The government moved for summary judgment.1 The district court granted the

motion, reasoning that Dean’s cause of action was based on the United States’s duty

as the employer of an independent contractor (VERUS), which in turn allegedly owed

a duty to the independent contractor’s employee (Mr. Dean). It noted that both

New Mexico state courts and this court have declined to impose a duty of care upon

an employer for the acts of an independent contractor. The district court recognized,

however, that there are two exceptions to this rule of nonliability: “(1) when the

employer controls the premises on which the work is being performed, or (2) when

the employer retains control over the independent contractor’s performance of the

work.” Aplt. App. at 278-79. The district court determined under the facts of this

case that neither exception applied. It therefore concluded that the United States

owed no duty of care toward VERUS’s employee, Mr. Dean, and was not liable for

the harm that befell him.

1 The government also moved to dismiss based on its contention that Mr. Dean had not properly exhausted his administrative remedies. The district court denied the motion, concluding that Mr. Dean had sufficiently exhausted his negligence theory against the United States under the FTCA. That denial is not at issue in this appeal.

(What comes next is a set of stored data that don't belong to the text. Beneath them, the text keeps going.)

PR #925, opened 2015-01-13
Fix numba/numpy TypeError

### LINKED ISSUE #920: Numba type error
A failing example that generates a numba dtype error.  Looks like the types are misaligned.
```Python
In [1]: from blaze import *
x
In [2]: x = np.array([[(4, 180), (4, 184), (4, 188), (4, 192), (4, 196)],
       [(4, 660), (4, 664), (4, 668), (4, 672), (4, 676)],
       [(4, 1140), (4, 1144), (4, 1148), (4, 1152), (4, 1156)],
       [(4, 1620), (4, 1624), (4, 1628), (4, 1632), (4, 1636)],
       [(4, 2100), (4, 2104), (4, 2108), (4, 2112), (4, 2116)]], 
      dtype=[('count', '<i4'), ('total', '<i8')])

In [3]: aggregate = Data(x)

In [4]: compute((sum(aggregate.total, axis=(0,))) / (sum(aggregate.count, axis=(0,))))
TypeError: ufunc 'ufunc' not supported for the input types, and the inputs could not be safely coerced to any supported types according to the casting rule ''safe''
> /home/mrocklin/workspace/blaze/blaze/compute/numba.py(208)broadcast_numba()
    206         return compute(t, dict(zip(t._leaves(), data)))
    207     else:
--> 208         return ufunc(*data)
ipdb> print ufunc.types 
['il->d']
ipdb> print data
(array([20, 20, 20, 20, 20]), array([5700, 5720, 5740, 5760, 5780]))
```

cc @cpcloud

cpcloud:
closes #920

depends on ContinuumIO/datashape#125

### DIFF
--- a/blaze/compute/numpy.py
+++ b/blaze/compute/numpy.py
@@ -88,14 +88,17 @@ inat = np.datetime64('NaT').view('int64')
 
 @dispatch(count, np.ndarray)
 def compute_up(t, x, **kwargs):
+    result_dtype = to_numpy_dtype(t.dshape)
     if issubclass(x.dtype.type, (np.floating, np.object_)):
-        return pd.notnull(x).sum(keepdims=t.keepdims, axis=t.axis)
+        return pd.notnull(x).sum(keepdims=t.keepdims, axis=t.axis,
+                                 dtype=result_dtype)
     elif issubclass(x.dtype.type, np.datetime64):
-        return (x.view('int64') != inat).sum(keepdims=t.keepdims, axis=t.axis)
+        return (x.view('int64') != inat).sum(keepdims=t.keepdims, axis=t.axis,
+                                             dtype=result_dtype)
     else:
-        return np.ones(x.shape,
-                       dtype=to_numpy_dtype(t.dshape)).sum(keepdims=t.keepdims,
-                                                           axis=t.axis)
+        return np.ones(x.shape, dtype=result_dtype).sum(keepdims=t.keepdims,
+                                                        axis=t.axis,
+                                                        dtype=result_dtype)
 
 
 @dispatch(nunique, np.ndarray)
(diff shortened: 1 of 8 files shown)


blaze/compute/numpy.py
```diff
@@ -109,7 +112,12 @@ def compute_up(t, x, **kwargs):
 
 @dispatch(Reduction, np.ndarray)
 def compute_up(t, x, **kwargs):
-    return getattr(x, t.symbol)(axis=t.axis, keepdims=t.keepdims)
+    reducer = getattr(x, t.symbol)
+    try:
+        return reducer(axis=t.axis, keepdims=t.keepdims,
+                       dtype=to_numpy_dtype(t.schema))
+    except TypeError:  # some reductions don't take the dtype argument
```
mrocklin: Can we check this with `inspect` as with the `blaze.utils.keywords` function?

blaze/compute/tests/test_sql_compute.py
```diff
@@ -348,11 +348,11 @@ def test_by_summary_clean():
 
 
 def test_by_summary_single_column():
-    expr = by(t.name, n=t.name.count(), biggest=t.name.max())
+    expr = by(t.name, n=t.name.count(), biggest=t.amount.max())
```
mrocklin: The intent of this test is to check a case where the child of the by is a single column.  Previously this was `t.name`, now the child will be just `t`.

mrocklin: If you have an issue with computing the maximum of a string then I suggest changing all of the columns from `t.name` to `t.amount.`

blaze/expr/reductions.py
```diff
@@ -100,7 +101,9 @@ class all(Reduction):
 
 
 class sum(Reduction):
-    pass
+    @property
+    def schema(self):
+        return DataShape(datashape.maxtype(super(sum, self).schema))
```
mrocklin: Should this operate on `self.child` rather than `self`?

mrocklin: nm, I see how it works now.

mrocklin:
+1 other than `test_by_summary_single_column` issue

mrocklin:
Thanks!

PR #932, opened 2015-01-16
Slice by list

mrocklin:
Just reinventing more of NumPy (probably this is a bad sign).

Will be useful for dask.

```Python
In [1]: from blaze import *
x = 
In [2]: x = np.arange(20)

In [3]: d = Data(x)

In [4]: compute(d[[5, 3, 5]])
Out[4]: 
array([5, 3, 5])
```

### DIFF
--- a/blaze/compute/pandas.py
+++ b/blaze/compute/pandas.py
@@ -493,7 +493,7 @@ def compute_up(expr, df, **kwargs):
     index = expr.index
     if isinstance(index, tuple) and len(index) == 1:
         index = index[0]
-    if isinstance(index, _inttypes):
+    if isinstance(index, _inttypes + (list,)):
         return df.iloc[index]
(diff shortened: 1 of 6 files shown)


cpcloud:
should this work for table-like things?

```python
In [11]: from blaze import *

In [12]: df = pd.DataFrame({'a': np.random.randn(5)})

In [13]: t = symbol('t', discover(df))

In [14]: compute(t, df)
Out[14]:
          a
0 -1.058250
1 -0.306955
2  0.988621
3 -2.285035
4  1.309147

In [15]: compute(t[[0, 1]], df)  # NotImplementedError
```

mrocklin:
Presumably it should work for all things.  I'm being pretty narrow about this at the moment.  But yes, will put up a commit supporting Pandas.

3 Appellate Case: 24-2073 Document: 34-1 Date Filed: 03/17/2025 Page: 4

II.

We review the district court’s summary judgment decision de novo, applying

the same legal standard as the district court. Mengert v. United States, 120 F.4th 696,

715 (10th Cir. 2024). The court should grant summary judgment “if the movant

shows that there is no genuine dispute as to any material fact and the movant is

entitled to judgment as a matter of law.” Fed. R. Civ. P. 56(a). In conducting our

inquiry, we view the facts in the light most favorable to the non-movant and resolve

all factual disputes and reasonable inferences in his favor. Cillo v. City of

Greenwood Vill., 739 F.3d 451, 461 (10th Cir. 2013). The movant for summary

judgment has the burden of showing that no genuine issue of material fact exists.

Mengert, 120 F.4th at 715.

The FTCA “offers a limited waiver of sovereign immunity for certain types of

tort lawsuits against the United States.” Strawberry Water Users Ass’n v.

United States, 109 F.4th 1287, 1292 (10th Cir. 2024). It “generally requires courts

to hold the government liable for tort claims ‘in the same manner and to the same

extent as a private individual under like circumstances,’ which includes applying

relevant state law.” Stokes v. United States, 967 F.3d 1034, 1037-38 (10th Cir. 2020)

(quoting 28 U.S.C. § 2674); see also 28 U.S.C. § 1346(b)(1) (providing jurisdiction

over civil actions or claims against the United States “under circumstances where the

United States, if a private person, would be liable to the claimant in accordance with

the law of the place where the act or omission occurred”).